From RO meeting: 1) Should create a plain English definition, with the more involved text as editor's note. 2) domain & range? Could be problematic due to issues surrounding 'gene' 3) diagram? - Will work with Damion

cmungall commented 1 year ago

In so doing, we came across two similar relations, one of which presumably means the same thing (I can't tell which).

These are inverses

You can see this in Protege in the "Description" tab:

image

Unfortunately inverses are not shown in OLS:

https://github.com/EBISPOT/ols4/issues/237

Note the two textual definitions are inverses - the content is identical except for switching x or y. This was before we stopped adding redundant inverse definitions and including notes; see #51

jamesamcl commented 1 year ago

Inverses will be shown in OLS4 tomorrow when the next datarelease goes live.

dosumis commented 1 year ago

gene product of / has gene product and expresses/expressed_in are all defined in terms of GO processes - punting complex details of the process of gene expression to GO - with the broadest GO terms covering every step of the process. I think this is much cleaner and less confusing than trying to compose some super-complex relation definition that attempts to capture the process - although probably not it in any way we might programatically unpack. It is also much more in the spirit of OBO orthogonality.

There may well be room for improvement in how the current definitions are phrased and it may be useful to review the GO terms themselves. We should also probably do a better job of making clear in the comment how the GO process(es) referenced cover the various cases.
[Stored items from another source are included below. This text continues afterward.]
PR #4618, opened 2026-08-22
Store: rescue unchanged digest-less records before creation

lbwexler:
Reworks the classic (digest-less) load path to detect unchanged records *during* the raw-data parse and reuse the committed record before allocating anything - replacing the old create-then-discard flow through `RecordSet.areRecordsEqual`.

- `Store.parseOrRescue` compares parsed values against the cached committed record in the same single pass that buffers them, returning the cached instance on a field-for-field match. Soundness comes from an identity test proving each matched cached value non-default, plus equal non-default counts (snapshotted at build as internal `StoreRecord.nonDefaultCount`) certifying omitted fields are default on both sides.
- `RecordSet.withNewRecords` now compares by instance identity only - `areRecordsEqual` and its duplicated `positionUnchanged` are deleted.
- `reuseRecords: true` is now literally the identity digest `raw => raw`, unifying the reference mode with the digest forms (a digest miss always signals change). The `RecordDigest` alias is removed - digests are `unknown`, compared via `===`.
- Digest-less `updateData()` drops value-equal updates as no-ops, preserving uncommitted local modifications - matching digest-store behavior.
- Projection stores get an equivalent pre-creation compare over declared fields.

Bench (200k rows x 8 fields, node): unchanged reload 111ms -> 70ms, 1%-changed 104ms -> 67ms, transient heap roughly halved. Changed records also gain by dropping the post-hoc whole-object deep compare.

Validated with a 50-assertion smoke suite covering the rescue-soundness edges (omitted non-default fields, explicit defaults, object-valued defaults, tree moves, `processRawData`, `denseRecordThreshold` crossings, refMode/digest/projection semantics, updateData no-ops). Run against the pre-change code, the suite passes except exactly the intended `updateData` behavior change.


data/Store.ts
```diff
@@ -1386,13 +1383,19 @@ export class Store
...
+            cached = this.getCachedRecord(id, parent);
+
+        // 1) A digest rescues or disqualifies a cached record immediately
+        if (digest != null) {
+            if (cached?.digest === digest) return cached;
+            cached = null;
+        }
 
-        // Projections can re-use raw data with no reparsing.
+        // 2) Projections can (re)use raw data with no reparsing.
```
haynesjm42: I don't think this is right - with a projection `raw === data` so unless we have a digest, we need to always mint a new record. Since we are calling `rawMatchesData` here we would never mint the new record for updates so the Grid would never know that anything changed, unless I am missing something?

data/Store.ts
```diff
@@ -1405,14 +1408,15 @@ export class Store
             });
         }
 
+        // 3) Otherwise parse (app + field parsing), comparing to the cached record in the same
+        // pass and reusing it on an exact match.  We really want to reuse!
         const {processRawData, retainRaw} = this;
         let data = raw;
-        if (processRawData) {
-            data = processRawData(raw);
-            throwIf(!data, 'Store.processRawData must return an object.');
```
haynesjm42, line 1412: Was this throw removed just to optimize the hot path here?

lbwexler: + Typescript already requiring an explicit return.  Thought it had outlived its usefulness in a typescript/AI world
+ This would not fail in a subtle way.
+ We don't really do this kind of runtime check elsewhere in the toolkit

data/Store.ts
lbwexler: So I think the issue is that if you have a projectionOnly data source its on you not to mutate it without having a digest to indicate the mutation.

cmungall commented 1 year ago

I am happy to change the label, obsolete and make a new ID, etc. But I agree completely with David. In general shortcut relations in RO should reuse existing definitions in the relevant in-scope ontology,

nataled commented 1 year ago

@dosumis @cmungall I'm not really clear what the nature of the objection is. I mean, in addition to the already-noted one that it is too complex (I'm working on simplifying to plain English). Should I have left in the identifiers to show that GO is being reused? I took them out because it was hard(er) to read with them there.

nataled commented 1 year ago

On further reflection, I suspect the objection is because of statements like this:

(2) if a is an amino acid chain and b has_bearer some RNA, then a has_gene_template b iff either
(a) b is the template for some translation process p where p has_output a, and there is a time t where b exists but a does not

Perhaps this is being construed as an attempt to (re)define GO translation? Such redefinition wasn't the intent.

Let me know if this is on the right track so I can make the appropriate adjustments.

dosumis commented 1 year ago

That's exactly the point. Do we need such a fine grained attempt to logically defined translation if we can just refer to the relevant processes in GO? The competing relations attempt to do this by referencing GO terms that already encompass many subprocesses, and so we don't need to reference each individually to make a compete def (with many ORs) in RO.